One author reports that he participates in software royalties for QPS Software. Rozanski and the other authors report no relevant financial disclosures.
Early revascularization may provide a mortality benefit in patients with moderate to severe myocardial ischemia identified on nuclear stress testing, regardless of left ventricular ejection fraction, researchers reported.

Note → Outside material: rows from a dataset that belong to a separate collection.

PR #72, opened 2024-07-05
python(feature): downloading telemetry

solidiquis:
Changes:

- Intoduces `sift_py.data` which contains tools to download telemetry for both regular and calculated channels.
- Adds support for `asyncio`. While `sift_py.data` is the only module using `async` at the moment, adding further async support for things such as ingestion is planned for the future.


zachAtSiftStack (approved):
Approval to get out the door.

PR #77, opened 2024-07-16
python(dependencies): extend dependency compatibility

solidiquis:
## Changes
- Lower minimum version requirements for some dependencies
- Implement gRPC synchronous interceptors in-house and removed `grpc-interceptor` dependency.
- Removed `aio` dependency as it's no longer in use.


zachAtSiftStack (approved):
Approving

zachAtSiftStack (approved):
Approving to get out the door.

According to data published in the Journal of the American College of Cardiology†
“There is a lot of interest in assessing how measuring myocardial ischemia during stress testing can help determine physicians’ decision to refer patients for coronary revascularization procedures, but this issue has not been well studied in patients with underlying cardiac damage,” Alan Rozanski, MD, professor of medicine (cardiology) at the Icahn School of Medicine at Mount Sinai, director of nuclear cardiology and cardiac stress testing and chief academic officer for the department of cardiology at Mount Sinai Morningside, in a press release. “Our study, which evaluated a large number of patients with pre-existing heart damage who underwent cardiac stress testing, finally addresses this clinical void.”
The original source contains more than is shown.